I have always wondered about the price of vanilla, because the tiny little bottles of vanilla extract are so expensive. If you've ever also wondered about the price of vanilla extract, or how it's produced, then you're in the right place! And if you've never wondered...well it's more interesting than you think!
Vanilla extract comes from vanilla beans, which are the fruit of vanilla orchids. Cultivating this plant is a very labor intensive job. Vanilla orchids grow as climbing vines, so they are tied to support trees. These support trees have to be carefully pruned so that the plant gets the right amount of sunlight, and the vines themselves need to be grown in loops, so that they don’t climb so high that the farmers can’t reach the flowers and beans.
It takes 3 or more years before a vanilla orchid will flower for the first time. When they flower, farmers have to pollinate each flower by hand. Then when the beans finally appear after successful pollination, those beans still have to stay on the vines for several months to mature. The whole time you’re waiting for the beans to mature, you still have to attend to the plant - mulching, pruning, and looping. When you finally get to harvest the beans you also have to do that by hand - picking each one when it’s perfectly mature. With all this time and attention it takes to get vanilla beans from vanilla orchids, it’s no wonder vanilla extract is costly.
But the cost has not stopped people from using vanilla. It’s in everything. There’s vanilla scented hand soap, vanilla flavored ice cream, vanilla in perfumes, etc etc. We spoke to Felix Buccellato from Custom Essence perfumery and he explained why vanilla is in everything (see quotes).
"...[I]t's one of these things that's so amenable to blending with other types of ingredients. It rounds out and smooths out the flavours."
Basically vanilla blends well with everything. It magnifies the flavors we want, and it masks the flavors we don’t want. For example, in chocolate, vanilla masks the natural bitterness. And in pop drinks, it magnifies the flavor. It does this without competing with the other flavors. People have been flavoring with vanilla for thousands of years.
"The Aztecs and Mayans used vanilla as a flavoring thousands of years ago. They were using it as a drink, very sophisticated. At that time, they would take vanilla and grind it up with chocolate and honey and corn - much in the same way Starbucks would make a frappuccino these days."
Felix was describing xocolatl.
"Vanilla has a very unique quality. The property of vanillin - the major component - has a very low odor threshold (the level at which it can be detected and still be recognized as vanillin or vanilla). Now the odor threshold of vanillin is 1.18 times 10^-12. That means a decimal point with 12 zeros in front of it."
Vanilla extract comes in little bottles, because it’s very potent - it’s odor threshold is so low that you can smell it in tiny tiny amounts. And this is really unusual because most chemicals that we can detect at such low thresholds are harmful to us, but vanilla is not. And not only can we detect it, we’re also drawn to it. So what effects the cost of this thing we’re so drawn to?
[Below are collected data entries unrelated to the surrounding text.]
PR #509, opened 2024-03-13
DEVPROD-5130: Case on renderingType during log ingestion, introduce LOCAL_UPLOAD logType and fix bug related to exposing renderingType from hook

SupaJoon:
DEVPROD-5130

### Description 
These code changes:

- Introduce LogTypes.LOCAL_UPLOAD
- Fix useResolveLogURLAndRenderingType to correctly return the `resmoke` rendering type when applicable
- Update some components to read LogType from context instead of props
- Update the breadcrumb component to show the test name for EVG test logs. 
- Makes some changes to how logs from S3 are fetched

### Testing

Madagascar is the world’s largest producer of vanilla beans. Madagascar has the right climate and it also has very low labor costs. For many years, the vanilla industry in Madagascar was regulated by the Madagascar government. The government set the price and decided the amounts of vanilla to allocate to different brokers and buyers. But the World Bank and the International Monetary Fund wanted the vanilla industry to operate as a free market. Because they had provided financial aid to Madagascar for many years, they were able to pressure the government to deregulate the vanilla industry. This important change happened in 1994.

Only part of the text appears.